# Connecting Laptop to TV & Surround Sound System



## InfoSeeker (1 Dec 2009)

I realise that this type of query has been asked several times before but I am not clear as to how to set this up.

My laptop is a Dell Inspiron 6400, tv is Philips LCD 32PF5321 and surround system is Philips DVD Home Theatre System HTS6510.

I am trying to view films stored on my laptop via the tv & used the surround sound system.

On the back of my tv, I have a HDMI 1 and a HDMI 2 connection, also there is a DVI (AUDIO IN) option for Left (white) and Right (Red).

On my back of my laptop there is a blue coloured connection & I think I need to buy a HDMI connection to connect from this blue coloured connection on my laptop to the HDMI 1 connection on my tv which will allow the data to pass from my laptop to my tv?

At the back of the surround system there is a HDMI OUT connection & a white AUDIO IN connection & a red AUX IN connection.

Not sure how I can set it up so that the surround sound is used. Do I need to connect the audio connection on my laptop (circular connection with a microphone symbol) to the AUDIO IN connection on my surround system?

All the above is guesswork so would be grateful for any advice on this.


----------



## galleyslave (1 Dec 2009)

I dont think you'll get surround sound from it.


----------



## gebbel (1 Dec 2009)

I agree that you won't get Surround Sound. The laptop cannot process it.

Also, your laptop does not have HDMI out so you won't need a HDMI cable.

Your only option will be to connect your laptop to your TV using a VGA cable like this one.

The sound is then outputted via the TV speakers.


----------



## galleyslave (2 Dec 2009)

and will still be stereo at best. The most you can manage is to output your laptop sound to the AV system directly and hope for some sort of pseudo surround sound


----------



## InfoSeeker (2 Dec 2009)

Thanks for the responses, much appreciated as I had little clue.

I will get a vga cable and hopefully this will allow me to view the films from the tv.


----------



## InfoSeeker (2 Dec 2009)

Hi Gebbel,

Am looking at the back of my tv and cannot see a VGA input connection.

Therefore I presume that I need a VGA-to-scart cable?

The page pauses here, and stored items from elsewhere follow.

Issue #346, opened 2020-10-13
Rally login button is wrong height


perclasson:
It does not have the correct height, should be about 40 dp height, something like this:
<img width="508" alt="Screen Shot 2020-10-13 at 16 56 14" src="https://user-images.githubusercontent.com/1770678/95879331-898db680-0d76-11eb-840b-64a85f949052.png">

ayaankhan98:
Basically the text `LOGIN` within the button is at wrong height, isn't?
![re](https://user-images.githubusercontent.com/43348292/95935550-1d03cd80-0df1-11eb-8dfc-a00a497a9914.png)

perclasson:
@ayaankhan98 Feel free to work in it :) that's very much appreciated.

Yes it looks as if the text is at the wrong height, but also that the vertical padding around it is too small. With the text, the button should be about 40px in height, right now it looks smaller to me.

ayaankhan98:
@perclasson i am facing some issue in local setup
<details>


<summary>Error logs</summary>

"af": 33 untranslated message(s).
"am": 33 untranslated message(s).
"ar": 33 untranslated message(s).
"ar_EG": 33 untranslated message(s).
"ar_JO": 33 untranslated message(s).
"ar_MA": 33 untranslated message(s).
"ar_SA": 33 untranslated message(s).
"as": 33 untranslated message(s).
"az": 33 untranslated message(s).
"be": 33 untranslated message(s).
"bg": 33 untranslated message(s).
"bn": 33 untranslated message(s).
"bs": 33 untranslated message(s).
"ca": 33 untranslated message(s).
"cs": 33 untranslated message(s).
"da": 33 untranslated message(s).
"de": 33 untranslated message(s).
"de_AT": 33 untranslated message(s).
"de_CH": 33 untranslated message(s).
"el": 33 untranslated message(s).
"en_AU": 33 untranslated message(s).
"en_CA": 33 untranslated message(s).
"en_GB": 33 untranslated message(s).
"en_IE": 33 untranslated message(s).
"en_IN": 33 untranslated message(s).
"en_NZ": 33 untranslated message(s).
"en_SG": 33 untranslated message(s).
"en_ZA": 33 untranslated message(s).
"es": 33 untranslated message(s).
"es_419": 33 untranslated message(s).
"es_AR": 33 untranslated message(s).
"es_BO": 33 untranslated message(s).
"es_CL": 33 untranslated message(s).
"es_CO": 33 untranslated message(s).
[...]

PR #348, opened 2020-10-15
fix: login button text margin

ayaankhan98:
Issue #346 
is it fine or any other modification?
button

### DIFF
--- a/lib/studies/rally/login.dart
+++ b/lib/studies/rally/login.dart
@@ -397,7 +397,7 @@ class _FilledButton extends StatelessWidget {
       style: TextButton.styleFrom(
         backgroundColor: RallyColors.buttonColor,
         primary: Colors.black,
-        padding: const EdgeInsets.symmetric(vertical: 14, horizontal: 24),
+        padding: const EdgeInsets.symmetric(vertical: 10, horizontal: 24),
         shape: RoundedRectangleBorder(
           borderRadius: BorderRadius.circular(12),
         ),
@@ -407,13 +407,7 @@ class _FilledButton extends StatelessWidget {
         children: [
           const Icon(Icons.lock),
           const SizedBox(width: 6),
-          Container(
-            margin: const EdgeInsets.only(top: 4.0),
-            child: SizedBox(
-              height: 14,
-              child: Text(text),
-            ),
-          ),
+          Text(text),
         ],
       ),
     );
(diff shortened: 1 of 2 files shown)


lib/studies/rally/login.dart
```diff
@@ -397,7 +397,7 @@ class _FilledButton extends StatelessWidget {
       style: TextButton.styleFrom(
         backgroundColor: RallyColors.buttonColor,
         primary: Colors.black,
-        padding: const EdgeInsets.symmetric(vertical: 10, horizontal: 24),
+        padding: const EdgeInsets.symmetric(vertical: 14, horizontal: 24),
```
perclasson, line 400: As mentioned in the ticket, the smaller Rally login button on desktop is probably due to [`VisualDensity`](https://api.flutter.dev/flutter/material/VisualDensity-class.html) being set to `adaptivePlatformDensity` and thus `compact` for Rally in desktop.

With your change the Button would become bigger on Android and iPhone phones. We will want to set the `visualDensity` to [`VisualDensity.standard`](https://api.flutter.dev/flutter/material/VisualDensity/standard-constant.html) instead.

To do this update the `ThemeData` for Rally: https://github.com/flutter/gallery/blob/2900cb93aeed58c953bda570774894ec7d30b08c/lib/studies/rally/app.dart#L58

ayaankhan98:
@perclasson after setting the `visualDensity` to `standard` this is what we have

#### Linux
linux

#### Web (Chrome)
chrome

everything looks good except the `Text`, `Text` should be at the same base level as that of `lock icon`. To fix this should i set the margin again in `lib/studies/rally/login.dart`?

perclasson:
> @perclasson after setting the `visualDensity` to `standard` this is what we have
> 
> 
> 
> #### Linux
> 
> linux
> 
> 
> 
> #### Web (Chrome)
> 
> chrome
> 
> 
> 
> everything looks good except the `Text`, `Text` should be at the same base level as that of `lock icon`. To fix this should i set the margin again in `lib/studies/rally/login.dart`?
> 
> 

This looks good. I think we do not need to modify the base level of the icon and text👍🏻

ayaankhan98:
okay no problem :)

perclasson (approved):
LGTM, thanks for the fix and dealing with the back and forth!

Also I presume that a simple audio cable from my headphone socket on my laptop to my tv will cover the sound?

Thanks,
Infoseeker


----------



## InfoSeeker (2 Dec 2009)

Even though this is not a VGA-to-scart cable, would it work?

[broken link removed]

My vga connection is 7pins whereas this device has 15pins, not sure if that would be an issue?


----------



## gebbel (3 Dec 2009)

InfoSeeker said:


> Even though this is not a VGA-to-scart cable, would it work?
> 
> [broken link removed]
> 
> My vga connection is 7pins whereas this device has 15pins, not sure if that would be an issue?


 
Hi,

I have read reports on the net that the above cable may not work for your setup..so don't risk buying it. 
It is also apparent that there can be significant picture degradation when using some cables (especially S-Video).
My suggestion on a fairly cheap solution that will work is the following:

Connect a cable like this for picture. This cable transmits picture only so you will also need a cable like this for sound. The latter cable could be connected straight into the TV, or directly to the back of your Surround Sound system. As I said earlier, you will not get true SS...I would just use the TV speakers myself.


----------



## Leo (3 Dec 2009)

gebbel said:


> Connect a cable like this for picture.


 
Won't work, there is no DVI connection on that laptop.

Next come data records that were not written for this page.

Issue #357, opened 2020-10-22
Use different l10n.yaml when developing vs deploying the web version


perclasson:
Currently we get warnings when working on the Gallery, that deferred loading causes hot reload to not work. We actually only want deferred loading to be used in the release version of the Gallery on web.

Figure out if it's possible to have a separate `l10n.yaml` for the web deploy version and for when developing on the Gallery.

PR #362, opened 2020-10-26
Only use deferred loading when building the web app

perclasson:
Currently we get warnings when working on the Gallery, that deferred loading causes hot reload to not work. We actually only want deferred loading to be used in the release version of the Gallery on web.

Closes https://github.com/flutter/gallery/issues/357


rami-a (commented):
LGTM

rami-a (approved):
LGTM

clocksmith (approved):

Issue #376, opened 2020-11-17
Snackbar not working as expected


Alabhya268:
**Describe the bug**
Snackbar not working as expected .
Whenever snackbar shows up , Its shows 2 snackbar both of different looks and size,
one uses whole app and other uses only demo section .

To switch channel run:
```bash
flutter channel master
flutter upgrade
```

**Flutter doctor**
Copy and paste the output of `flutter doctor -v` here

Doctor summary (to see all details, run flutter doctor -v):
[√] Flutter (Channel master, 1.24.0-8.0.pre.266, on Microsoft Windows [Version 10.0.19042.630], locale en-US)
[√] Android toolchain - develop for Android devices (Android SDK version 30.0.2)
[√] Visual Studio - develop for Windows (Visual Studio Community 2019 16.8.1)
[√] Android Studio (version 4.1.0)
[√] VS Code (version 1.51.1)
[√] Connected device (1 available)

• No issues found!
```
```

**To Reproduce**
1. Go to 'Material demo section'
2. Click on 'snackbar demo'
3. Click on 'SHOW A SNACKBAR' button

**Expected behavior**
Only one snackbar should show up and it should only use demo area .

**Screenshots**
![snackbar1](https://user-images.githubusercontent.com/57143358/99376995-abd1a180-28eb-11eb-9811-10f05d8e9409.png)
![snackbar2](https://user-images.githubusercontent.com/57143358/99377004-ae33fb80-28eb-11eb-8fe5-928fd31ad00f.png)

**Desktop (please complete the following information):**
 - OS: Windows, Android

**Smartphone (please complete the following information):**
 - Device: Oneplus 7 pro
 - OS: Android 10 

**Additional context**
 Issue caused after merging this PR #343 .

rami-a:
hmm interesting, I guess this is an unintended side effect of the new snackbar messenger system. Perhaps because this screen contains two scaffolds, it is doing this.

You might be better off getting an external media drive if this is something you plan to do on a regular basis. Many of these will offer hdmi connectivity, and give you optical output for connection to your audio system. You'll also get the convenience of a remote control. 

I have one and it's great for bringing on holidays, etc. Prices start at less than €100 now.
Leo


----------



## Towger (3 Dec 2009)

This seems to be the laptop 
	

	
	
		
		

		
			





The TV from it's spec does not have VGA in.

Option 1: Use a VGA to HDMI (or VGA to DVI to HDMI) cable, this will not carry sound this is why the TV has a  DVI (AUDIO IN). So you will need another cable to connect the Laptops audio output  the TV. This is prob a 3/4 Inch Stereo to two Phono plugs cable, you could also connect this direct to the Surround sound system, you with only get stereo.

Option 2: Both the TV and PC seem to have S-Video, the quality will not be as good and you still need the audio cable.


----------



## galleyslave (3 Dec 2009)

re-reading this - simple solution - burn the films to dvd and play them on a compatible cheap player. Dunnes are selling philips dvd players for 40 quid. just make sure they can play divx or whatever format you have. Unless it s a dvd rip you wont have better than average audio or video anyhow. Oh, and did I mention copyright infringement *g*


----------



## canicemcavoy (3 Dec 2009)

If you want to stream media from a PC to your TV and you have a network (wired or wireless) at home, I highly recommend getting an XBox; saves all the copying or burning hassle. 

You can stream files (movies and music) from the laptop to the XBox. If the PC is running Vista or Windows 7, then you use the snazzy Windows Media Centre front end. But if you're using XP, it's still viable (you just see folders rather than the WMC front end).


----------